Willermoz ne va être consacré qu’apprenti Rose-Croix ; il se contentera d’abord du seul quart de cercle répondant à l’Orient, dans lequel il pourra inscrire un cercle de petite dimension. Il tracera aussi, à l’ouest de sa chambre, un cercle complet dit Cercle de retraite (37).

Le travail prescrit ne peut être tenté que deux fois par an, aux équinoxes de mars et de septembre, pendant trois jours de suite. Il est précédé d’un jeûne rigoureux commencé quatre ou cinq jours avant la pleine lune et accompagné des prières précitées (38).

Martines est à Bordeaux, Willermoz à Lyon ! Peu importe, Martines, précurseur de la télégraphie sans fil, agira à distance. La lettre du 11 septembre 1768 (39) décrit le cérémonial :

« Vous êtes averti au nom de l’Eternel de vous trouver prosterné dans le cercle qui est vers Ouest où le mot de I A B est écrit, à minuit précis du 27 au 28… vous placerez trois bougies à l’angle de votre quart de cercle ; une au centre intérieur du cercle qui est dans votre quart de cercle sur la barre ouest écrit R A P ; vous mettrez également deux bougies à chaque extrémité de votre quart de cercle et une seule au centre des quatre au milieu de la seconde ligne qui partage les noms et les hiéroglyphes qui y sont écrits dedans ; cette seule lumière est le symbole de ma présence sympathique à vos opérations. Le cercle où [164] vous devez faire votre prosternation sera à deux pieds de distance de l’angle d’ouest qui est en face de l’angle est où votre quart de cercle sera tracé. Après cette préparation faite vous ferez votre prosternation et habillement.

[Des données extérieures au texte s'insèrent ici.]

PR #49, opened 2018-04-18
Significantly reduce writes to DB

carver:
When using the new `trie.squash_changes()` context, the `HexaryTrie` will automatically prune all database changes that don't make it into the final root.

### What was wrong?

As the trie adds & removes keys, it stores all the state in the database. It also stores all of the state generated inside a single `set()`, when modifying each node that it needs to touch, even when that state is unreachable by the end of the action. This creates a lot of cruft data that is hard to track down, and increases write volume significantly.

### How was it fixed?

Added a new `prune` flag which aggressively removes *all* old node data. To batch up changes, and throw out the data generated along the way, use the new context manager, like:

```py
trie = HexaryTrie(HypotheticalDiskDatabase())

with trie.squash_changes() as squashing_trie:
    squashing_trie[key1] = val1
    squashing_trie[key2] = val2
    del squashing_trie[key3]
```

The two state roots (after `key1` and `key2`), and in fact **all** of the nodes created and unreachable from the latest state root, are never pushed to the database on disk. See `test_hexary_trie_saving_final_root()` which tests that all unreachable fields have been pruned away.

`ScratchDB` was largely lifted from https://github.com/jannikluhn/py-evm/commit/40e46121eaba893997976ebd08fbbf5f3a9e885e -- thanks @sunxivincent

#### Cute Animal Picture

Cute animal picture

### DIFF
--- a/tests/test_hexary_trie.py
+++ b/tests/test_hexary_trie.py
@@ -8,11 +8,15 @@ import os
 from eth_utils import (
     is_0x_prefixed,
     decode_hex,
+    keccak,
     text_if_str,
     to_bytes,
 )
 
 from trie import HexaryTrie
+from trie.utils.nodes import (
+    decode_node,
+)
 
 
 def normalize_fixture(fixture):
@@ -61,7 +65,7 @@ RAW_FIXTURES = tuple(
 )
 
 
-FIXTURES = tuple(
+FIXTURES_NORMALIZED = tuple(
     (
         "{0}:{1}".format(fixture_filename, key),
         normalize_fixture(fixtures[key]),
@@ -71,11 +75,11 @@ FIXTURES = tuple(
 )
 
 
-@pytest.mark.parametrize(
-    'fixture_name,fixture', FIXTURES,
-)
-def test_trie_using_fixtures(fixture_name, fixture):
+def get_fixture_iterator(fixture):
+    return itertools.islice(itertools.permutations(fixture['in']), 100)
 
+
+def get_expected_results(fixture):
     keys_and_values = fixture['in']
     deletes = tuple(k for k, v in keys_and_values if v is None)
     remaining = {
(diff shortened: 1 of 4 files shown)


trie/utils/db.py
```diff
@@ -0,0 +1,63 @@
...
+    #
+    # if not key is found, return None
+    def __getitem__(self, key):
+        if key in self.cache:
+            return self.cache[key]
+        else:
+            try:
+                current_value = self.wrapped_db.get(key)
+            except KeyError:
+                current_value = None
```
pipermerriam: I think both the `try` and `except` block might be clearer with their own `return` statements.

trie/utils/db.py
```diff
@@ -0,0 +1,63 @@
...
+            return current_value
+
+    def __setitem__(self, key, value):
+        self.cache[key] = value
+
+    def __delitem__(self, key):
+        val = self.cache.pop(key, MISSING)
+        if val is MISSING:
```
pipermerriam: I don't understand this.  `val == Missing` when the key is not present in the cache.  Why do we only add it to the deletes set if the key was missing?  Seems like it should be added on any delete?  I'm missing something.

trie/utils/db.py
```diff
@@ -0,0 +1,63 @@
...
+    which represents as a dictionary of database keys and values.
+    This class should be usable as a context manager, the changes either all fail or all succeed.
+    Upon exiting the context, it writes all of the key value pairs from the cache into
+    the underlying database. If anyerror occurred before committing phase,
+    we would not apply commits at all.
+    """
+    def __init__(self, wrapped_db):
+        self.wrapped_db = wrapped_db
+        self.cache = {}  # type: Dict[bytes, bytes]
+        self.deletes = []
```
pipermerriam: This seems like it should be a `set`

pipermerriam (commented):
Only partial review.  Will finish tomorrow.

trie/utils/db.py
carver: Either the value was in the cache or the wrapped_db. If the value was added to the cache, then we delete it by removing it from the cache. Otherwise, we queue it up for deletion from the wrapped database at commit time.

tests/test_hexary_trie.py
```diff
@@ -109,3 +121,122 @@ def test_trie_using_fixtures(fixture_name, fixture):
...
+        unread = flagged_usage_db.unread_keys()
+        straggler_data = {k: (db[k], decode_node(db[k])) for k in unread}
+        assert len(unread) == 0, straggler_data
+
+        expected_root = fixture['root']
+        actual_root = trie.root_hash
+        assert actual_root == expected_root
+
+
+def test_hexarie_trie_saves_old_keys_after_batch_save():
```
gsalgado: I'm confused by this test's name as it doesn't seem to assert anywhere that the previous value is still present in the trie. I guess it's just missing that check at the end?

tests/test_hexary_trie.py
```diff
@@ -109,3 +121,122 @@ def test_trie_using_fixtures(fixture_name, fixture):
...
+    old_root_hash = trie.root_hash
+
+    with trie.squash_changes() as memory_trie:
+        memory_trie.set(b'what floats on water?', b'a duck')
+
+    assert trie[b'what floats on water?'] == b'a duck'
+    assert trie[b'what is your favorite color?'] == b'I don\'t know that'
+
+
+def test_hexary_trie_batch_save_keeps_last_root_data():
```
gsalgado: Or maybe this one is enough and we can drop the above test?

trie/hexary.py
```diff
@@ -46,18 +50,18 @@
...
-    root_hash = None
+class HexaryTrie:
+    __slots__ = ('db', 'root_hash', 'is_pruning')
 
     # Shortcuts
     BLANK_NODE_HASH = BLANK_NODE_HASH
     BLANK_NODE = BLANK_NODE
 
-    def __init__(self, db, root_hash=BLANK_NODE_HASH):
+    def __init__(self, db, root_hash=BLANK_NODE_HASH, prune=False):
```
gsalgado, line 60: Just curious if you have any idea what the performance impact of using `prune=True` would be. Do you think it'd make sense for us to use that by default in py-evm or should we just use the `squash_changes()` contextmanager when generating tx/receipt tries?

gsalgado (approved):
I ran a quick fast-sync test using this on `make_trie_root_and_nodes` and it seems to reduce our DB footprint by almost 40%. Great work!

trie/utils/db.py
pipermerriam:
```python
wrapped_db = {b'a': 4}
cached_db = CachedDB(wrapped_db)
cached_db[b'a'] = 3  # b'a' is now in the cache, db[b'a'] -> 3
del cached_db[b'a']  # b'a' is not in the cache, b'a' not in delete set, db[b'a'] -> 4  (wrong!)
```

What am I missing?  It seems like *any* key deletion should be queued for deletion from the wrapped database.

trie/utils/db.py
```diff
@@ -0,0 +1,63 @@
...
+    def __setitem__(self, key, value):
+        self.cache[key] = value
+
+    def __delitem__(self, key):
+        val = self.cache.pop(key, MISSING)
+        if val is MISSING:
+            self.deletes.append(val)
+
+    def __contains__(self, key):
+        return key in self.cache or key in self.wrapped_db
```
pipermerriam: This will fail if a key is in the delete set but still present in the underlying db, returning `True` when it *should* return `False`.

```
if key in self.deletes:
    return False
elif key in cache or key in self.wapped_db:
    return True
```

trie/utils/db.py
```diff
@@ -0,0 +1,63 @@
...
+    #
+    # Dictionary API
+    #
+    # if not key is found, return None
+    def __getitem__(self, key):
+        if key in self.cache:
+            return self.cache[key]
+        else:
+            try:
+                current_value = self.wrapped_db.get(key)
```
pipermerriam: I think this will return incorrectly if the key is in the delete set.  Seems like another check needs to be added to return `None` if the key is in the delete set.

trie/hexary.py
```diff
@@ -391,3 +422,16 @@ def __delitem__(self, key):
...
         return self.exists(key)
+
+    @contextlib.contextmanager
+    def squash_changes(self):
+        scratch_db = ScratchDB(self.db)
+        try:
+            with scratch_db.batch_commit(do_deletes=self.is_pruning):
+                memory_trie = type(self)(scratch_db, self.root_hash, prune=True)
+                yield memory_trie
+        except Exception as exc:
```
pipermerriam: I think that this whole `try/except/else` block can just be removed.  If an exception is raised, the statement which updates the `root_node` just won't be executed.

pipermerriam (approved):
I think the scheme of storing `deletes` separately is making things more difficult.  I think that using `None` in your cache to represent a deleted key will clean up your logic and make things simpler as well as removing the possibility of having conflicting values with a key present in the cache and the delete set.

tests/test_hexary_trie.py
```diff
@@ -84,9 +88,17 @@ def test_trie_using_fixtures(fixture_name, fixture):
...
+@pytest.mark.parametrize(
+    'fixture_name,fixture', FIXTURES,
+)
+def test_trie_using_fixtures(fixture_name, fixture):
 
-    for kv_permutation in itertools.islice(itertools.permutations(keys_and_values), 100):
-        print("in it")
+    remaining, deletes = get_expected_results(fixture)
+
+    for kv_permutation in get_fixture_iterator(fixture):
```
pipermerriam: Thoughts on using a parameterized fixture instead of this loop so that we get a clearer definition of which permutation(s) fail?

tests/test_hexary_trie.py
```diff
@@ -109,3 +121,122 @@ def test_trie_using_fixtures(fixture_name, fixture):
...
+        super().__init__(*args, **kwargs)
+        self.read_keys = set()
+
+    def __getitem__(self, key):
+        result = super().__getitem__(key)
+        self.read_keys.add(key)
+        return result
+
+    def unread_keys(self):
+        return set(self) - self.read_keys
```
pipermerriam: Am I the only one that gets curmudgeonly when it comes to pythons default to iterate over just keys in dictionaries?

tests/test_hexary_trie.py
```diff
@@ -109,3 +121,122 @@ def test_trie_using_fixtures(fixture_name, fixture):
...
+        actual_root = trie.root_hash
+        assert actual_root == expected_root
+
+
+def test_hexarie_trie_saves_old_keys_after_batch_save():
+    db = {}
+    trie = HexaryTrie(db)
+    trie.set(b'what floats on water?', b'very small rocks')
+    trie.set(b'what is your favorite color?', b'I don\'t know that')
+    old_root_hash = trie.root_hash
```
pipermerriam: Looks like you store this but never use it?

trie/hexary.py
pipermerriam: Seems like pruning on by default would be a good thing.

trie/utils/db.py
carver: Because the db of a trie always stores `db[keccak(val)] = val`, having different key/values in the wrapped and cached db would mean finding two different pre-images with the same sha3 hash. I don't know if there's only one right thing to do in that situation, but leaving the old one there when pruning the new one doesn't seem insane (the only cost being a little extra database usage). I also don't see anything incorrect about deleting always, but it causes a performance hit:

1. We carry around a lot more deletes to try to run on the wrapped db
2. We would now have to test if the key exists before every delete operation on `wrapped_db`

I could go either way, and I don't think it's hard to change later. Thoughts?

tests/test_hexary_trie.py
carver: Yeah, on another review, I think we cover everything in the one below. I'll remove this one.

trie/hexary.py
carver: It's a pretty significant change, since it means you can no longer look up state at old root hashes by default. It would be a major version bump kind of change, since anyone already using it would get hit with pretty nasty bugs if they expect old state to stick around by default.

I'm not opposed, other than the backward compatibility concern.

I was personally imagining using the context manager so that we prune intermediate states, but still can look up old states. In fact, we probably *have* to do this to deal with chain re-orgs.

trie/utils/db.py
pipermerriam: So ignoring the hash collision which I think is safe to ignore, I think it's still worth looking at this case.

```
wrapped_db = {b'a': 3}
cached_db = CachedDB(wrapped_db)
cached_db[b'a'] = 3  # b'a' is now in the cache, db[b'a'] -> 3  SAME AS BEFORE
del cached_db[b'a']  # b'a' is not in the cache, b'a' not in delete set, db[b'a'] -> 3
```

I think this is what you were mentioning about taking a performance hit to have to hit the underlying db with every delete.  Still, this seems like something we should do and we can revisit if the performance hit worth addressing.

trie/hexary.py
pipermerriam: Fair, and I think we do actually make this assumption of being able to roll back to previous state roots in py-evm.  

I'm still inclined to make this the default behavior as the current behavior is not really documented and our use of it is largely *implicit* based on the implementation.  Maybe it's worth doing some minor experimentation after releasing this with it off by default to see how bad it changes things by turning it on by default within py-evm.

tests/test_hexary_trie.py
carver: I'm not opposed. Any failure ends up printing kv_permutation, and this whole batch only takes ~1s to run, so it wasn't a major barrier to getting work done. But a test for each permutation is more stylistically consistent. :balance_scale: 

I guess I'll switch it to a test per permutation.

tests/test_hexary_trie.py
carver: Haha, I suppose at first it bothered me. I expected `.items()` to be the default. Now it's just like little quirks in the English language: I know they're terrible, but I don't think about them anymore.

I'm happy to be explicit here and use `self.keys()`, though.

pipermerriam: I was more just voicing my grumblings.  Don't really care, this is a test.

« Habillement. — Vous serez habillé dessus avec veste, culotte et bas noirs dénué de tout métal ; pas même une épingle sur vous; vous n’aurez pas même vos souliers aux pieds lors de votre prosternation; mais vous les aurez aux pieds en pantoufles lors de vos invocations... ; s’il était possible pour être plus parfaitement en règle, vous vous ferez faire des souliers et chapeau avec une semelle de liège afin de n’avoir rien dans le lieu et sur vous d’immonde et d’impur.... Ensuite vous aurez sur votre premier habillement une longue robe blanche autour de laquelle il y aura une grande bordure couleur de feu d’environ un pied de large et autour des manches qui sont faites en façon d’aube ; il y aura pareillement une bordure couleur de feu d’environ un demi pied ; il y aura pareillement un tour de collet de ladite robe, une doublure de la même couleur, en dehors dudit collet d'environ cinq travers de doigt ; vous aurez de plus sur vous toutes les couleurs de l’ordre, savoir le cordon bleu céleste en sautoir au col sans aucun attribut ; ensuite le cordon noir passé de droite à gauche, ensuite l’écharpe rouge de droite à gauche autour de la ceinture, en bas au-dessous du ventre ; ensuite vous passerez l’écharpe vert d’eau de gauche à droite, ensuite sur la poitrine. L’emplacement de ces deux écharpes sur votre corps font allusion aux séparations matérielles animales et spirituelles.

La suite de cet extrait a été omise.